* _DATA FOR THE TASK_
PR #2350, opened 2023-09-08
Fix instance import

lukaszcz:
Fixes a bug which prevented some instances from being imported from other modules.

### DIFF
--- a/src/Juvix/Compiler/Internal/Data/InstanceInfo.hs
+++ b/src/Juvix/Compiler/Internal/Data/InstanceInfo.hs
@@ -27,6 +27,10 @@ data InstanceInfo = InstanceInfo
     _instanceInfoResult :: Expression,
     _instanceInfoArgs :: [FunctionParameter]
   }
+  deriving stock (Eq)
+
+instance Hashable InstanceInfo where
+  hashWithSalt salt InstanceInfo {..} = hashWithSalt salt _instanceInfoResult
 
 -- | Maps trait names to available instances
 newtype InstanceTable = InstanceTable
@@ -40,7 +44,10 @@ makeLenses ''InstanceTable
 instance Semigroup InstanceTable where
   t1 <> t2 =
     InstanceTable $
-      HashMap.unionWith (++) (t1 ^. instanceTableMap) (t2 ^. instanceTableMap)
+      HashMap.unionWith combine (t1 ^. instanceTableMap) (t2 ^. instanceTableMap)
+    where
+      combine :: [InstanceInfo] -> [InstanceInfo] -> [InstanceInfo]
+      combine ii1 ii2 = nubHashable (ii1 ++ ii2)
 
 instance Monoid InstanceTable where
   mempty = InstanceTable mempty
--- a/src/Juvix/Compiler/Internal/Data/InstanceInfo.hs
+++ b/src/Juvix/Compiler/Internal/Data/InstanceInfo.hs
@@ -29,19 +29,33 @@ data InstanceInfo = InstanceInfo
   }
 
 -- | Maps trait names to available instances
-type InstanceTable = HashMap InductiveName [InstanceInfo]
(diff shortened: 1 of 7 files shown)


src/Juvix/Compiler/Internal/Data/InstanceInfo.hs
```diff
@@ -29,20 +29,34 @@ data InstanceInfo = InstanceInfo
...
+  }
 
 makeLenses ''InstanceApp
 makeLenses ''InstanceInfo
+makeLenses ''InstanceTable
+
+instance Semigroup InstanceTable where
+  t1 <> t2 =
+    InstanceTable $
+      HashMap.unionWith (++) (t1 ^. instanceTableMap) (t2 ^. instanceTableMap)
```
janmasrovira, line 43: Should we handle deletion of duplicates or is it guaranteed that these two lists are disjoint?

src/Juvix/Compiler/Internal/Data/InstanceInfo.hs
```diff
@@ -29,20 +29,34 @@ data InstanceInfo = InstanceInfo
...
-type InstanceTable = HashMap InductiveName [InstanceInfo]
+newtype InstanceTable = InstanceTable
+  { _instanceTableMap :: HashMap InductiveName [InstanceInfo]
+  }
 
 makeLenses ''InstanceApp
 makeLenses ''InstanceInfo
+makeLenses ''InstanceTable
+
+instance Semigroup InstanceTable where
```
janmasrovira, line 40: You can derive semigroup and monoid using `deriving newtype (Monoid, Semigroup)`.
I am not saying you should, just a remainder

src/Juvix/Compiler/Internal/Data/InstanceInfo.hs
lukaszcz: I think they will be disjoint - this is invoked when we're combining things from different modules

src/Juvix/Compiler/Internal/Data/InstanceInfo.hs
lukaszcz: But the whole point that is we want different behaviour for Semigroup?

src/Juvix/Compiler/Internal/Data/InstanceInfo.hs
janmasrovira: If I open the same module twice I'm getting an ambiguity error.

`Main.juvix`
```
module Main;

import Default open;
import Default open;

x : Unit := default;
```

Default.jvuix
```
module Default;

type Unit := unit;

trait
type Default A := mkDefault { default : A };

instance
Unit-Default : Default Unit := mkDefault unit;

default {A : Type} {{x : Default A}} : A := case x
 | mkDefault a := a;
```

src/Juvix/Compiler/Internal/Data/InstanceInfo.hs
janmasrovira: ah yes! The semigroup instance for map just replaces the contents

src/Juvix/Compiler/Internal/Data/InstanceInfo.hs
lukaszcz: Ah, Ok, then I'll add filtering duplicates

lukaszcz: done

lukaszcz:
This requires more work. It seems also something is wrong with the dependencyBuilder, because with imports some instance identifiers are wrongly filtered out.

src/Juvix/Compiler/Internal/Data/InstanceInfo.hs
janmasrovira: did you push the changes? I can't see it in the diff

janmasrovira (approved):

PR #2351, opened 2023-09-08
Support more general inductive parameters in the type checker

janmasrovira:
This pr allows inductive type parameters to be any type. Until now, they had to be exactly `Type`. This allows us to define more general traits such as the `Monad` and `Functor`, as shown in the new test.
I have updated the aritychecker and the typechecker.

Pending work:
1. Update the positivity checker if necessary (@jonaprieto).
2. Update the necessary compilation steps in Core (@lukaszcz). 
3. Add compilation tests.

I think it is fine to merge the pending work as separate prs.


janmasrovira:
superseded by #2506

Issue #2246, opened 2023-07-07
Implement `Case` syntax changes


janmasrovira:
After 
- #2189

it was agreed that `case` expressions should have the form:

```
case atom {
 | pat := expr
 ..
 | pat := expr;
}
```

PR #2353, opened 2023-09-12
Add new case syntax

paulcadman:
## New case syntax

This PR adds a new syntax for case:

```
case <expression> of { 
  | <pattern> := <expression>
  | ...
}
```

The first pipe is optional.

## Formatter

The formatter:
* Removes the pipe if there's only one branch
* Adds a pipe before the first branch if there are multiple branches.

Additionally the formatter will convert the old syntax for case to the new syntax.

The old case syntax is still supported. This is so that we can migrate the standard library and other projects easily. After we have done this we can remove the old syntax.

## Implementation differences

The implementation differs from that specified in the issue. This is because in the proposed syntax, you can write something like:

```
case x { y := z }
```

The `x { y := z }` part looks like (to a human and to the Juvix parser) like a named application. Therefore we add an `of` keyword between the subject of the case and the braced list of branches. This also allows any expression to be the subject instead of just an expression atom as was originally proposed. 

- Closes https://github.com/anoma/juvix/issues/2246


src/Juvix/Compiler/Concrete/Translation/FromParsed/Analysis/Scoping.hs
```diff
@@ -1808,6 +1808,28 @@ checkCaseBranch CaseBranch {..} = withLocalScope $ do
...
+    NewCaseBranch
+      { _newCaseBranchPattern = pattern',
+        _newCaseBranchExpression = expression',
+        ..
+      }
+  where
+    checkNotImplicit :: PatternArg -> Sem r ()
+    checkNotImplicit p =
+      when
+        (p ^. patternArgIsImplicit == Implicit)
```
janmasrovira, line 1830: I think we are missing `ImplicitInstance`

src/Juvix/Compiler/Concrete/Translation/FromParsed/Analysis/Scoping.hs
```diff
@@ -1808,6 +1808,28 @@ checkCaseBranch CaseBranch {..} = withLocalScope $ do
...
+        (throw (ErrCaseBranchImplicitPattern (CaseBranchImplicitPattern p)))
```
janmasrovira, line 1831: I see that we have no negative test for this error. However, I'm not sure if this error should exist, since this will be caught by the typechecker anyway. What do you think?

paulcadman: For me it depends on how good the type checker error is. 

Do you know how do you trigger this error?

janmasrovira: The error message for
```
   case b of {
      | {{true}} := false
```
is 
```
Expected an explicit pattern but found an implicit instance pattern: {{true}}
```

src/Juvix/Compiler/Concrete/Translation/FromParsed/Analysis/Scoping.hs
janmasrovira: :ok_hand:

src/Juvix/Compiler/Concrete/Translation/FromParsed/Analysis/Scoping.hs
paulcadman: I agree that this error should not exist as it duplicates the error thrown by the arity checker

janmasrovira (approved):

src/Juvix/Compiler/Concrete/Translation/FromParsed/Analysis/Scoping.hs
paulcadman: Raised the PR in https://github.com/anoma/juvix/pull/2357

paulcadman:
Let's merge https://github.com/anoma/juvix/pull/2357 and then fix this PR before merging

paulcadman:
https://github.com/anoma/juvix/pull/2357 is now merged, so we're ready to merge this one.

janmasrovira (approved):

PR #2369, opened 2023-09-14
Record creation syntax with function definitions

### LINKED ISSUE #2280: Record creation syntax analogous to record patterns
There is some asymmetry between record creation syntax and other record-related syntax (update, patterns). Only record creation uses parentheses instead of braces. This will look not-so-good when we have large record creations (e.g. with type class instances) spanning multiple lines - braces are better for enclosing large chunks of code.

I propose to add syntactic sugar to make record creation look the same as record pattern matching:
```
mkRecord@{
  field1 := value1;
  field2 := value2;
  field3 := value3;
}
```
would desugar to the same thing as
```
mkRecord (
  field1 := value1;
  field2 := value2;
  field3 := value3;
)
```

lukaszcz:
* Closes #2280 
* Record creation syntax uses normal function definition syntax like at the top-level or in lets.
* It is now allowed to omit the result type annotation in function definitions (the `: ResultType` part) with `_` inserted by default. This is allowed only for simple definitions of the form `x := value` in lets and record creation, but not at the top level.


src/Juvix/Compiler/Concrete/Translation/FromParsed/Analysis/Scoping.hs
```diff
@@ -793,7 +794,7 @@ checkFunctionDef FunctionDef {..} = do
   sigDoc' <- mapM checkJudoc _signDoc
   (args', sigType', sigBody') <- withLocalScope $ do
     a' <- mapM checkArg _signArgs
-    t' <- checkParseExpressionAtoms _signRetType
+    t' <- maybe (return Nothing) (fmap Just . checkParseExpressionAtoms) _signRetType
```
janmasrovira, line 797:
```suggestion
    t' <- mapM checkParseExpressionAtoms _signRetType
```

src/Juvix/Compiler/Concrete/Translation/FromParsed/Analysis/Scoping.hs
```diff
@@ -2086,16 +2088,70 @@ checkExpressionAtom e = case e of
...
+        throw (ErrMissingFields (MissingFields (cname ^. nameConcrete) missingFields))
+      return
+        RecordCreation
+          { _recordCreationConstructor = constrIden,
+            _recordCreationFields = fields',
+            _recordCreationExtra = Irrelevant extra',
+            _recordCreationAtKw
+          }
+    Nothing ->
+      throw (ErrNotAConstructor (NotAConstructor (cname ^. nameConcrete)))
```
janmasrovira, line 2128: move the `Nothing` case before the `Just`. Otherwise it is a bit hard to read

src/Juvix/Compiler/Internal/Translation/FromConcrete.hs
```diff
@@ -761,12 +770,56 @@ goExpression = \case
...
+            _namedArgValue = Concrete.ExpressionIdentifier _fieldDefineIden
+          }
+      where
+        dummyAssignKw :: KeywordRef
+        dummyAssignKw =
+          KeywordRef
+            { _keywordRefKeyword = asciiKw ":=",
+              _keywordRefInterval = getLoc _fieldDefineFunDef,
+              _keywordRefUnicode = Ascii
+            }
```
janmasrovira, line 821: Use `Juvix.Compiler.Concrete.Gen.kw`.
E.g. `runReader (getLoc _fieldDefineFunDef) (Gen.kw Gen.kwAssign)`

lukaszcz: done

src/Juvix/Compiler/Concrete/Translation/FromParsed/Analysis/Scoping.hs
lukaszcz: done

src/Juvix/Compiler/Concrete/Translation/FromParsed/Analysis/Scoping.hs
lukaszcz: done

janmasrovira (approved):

* _THE TASK_
What do the lines of the material read, from the first through the line with "Hashable InstanceInfo where"? Transcribe them exactly and stop there.

* _FINISHED EXERCISE_
PR #2350, opened 2023-09-08
Fix instance import

lukaszcz:
Fixes a bug which prevented some instances from being imported from other modules.

### DIFF
--- a/src/Juvix/Compiler/Internal/Data/InstanceInfo.hs
+++ b/src/Juvix/Compiler/Internal/Data/InstanceInfo.hs
@@ -27,6 +27,10 @@ data InstanceInfo = InstanceInfo
     _instanceInfoResult :: Expression,
     _instanceInfoArgs :: [FunctionParameter]
   }
+  deriving stock (Eq)
+
+instance Hashable InstanceInfo where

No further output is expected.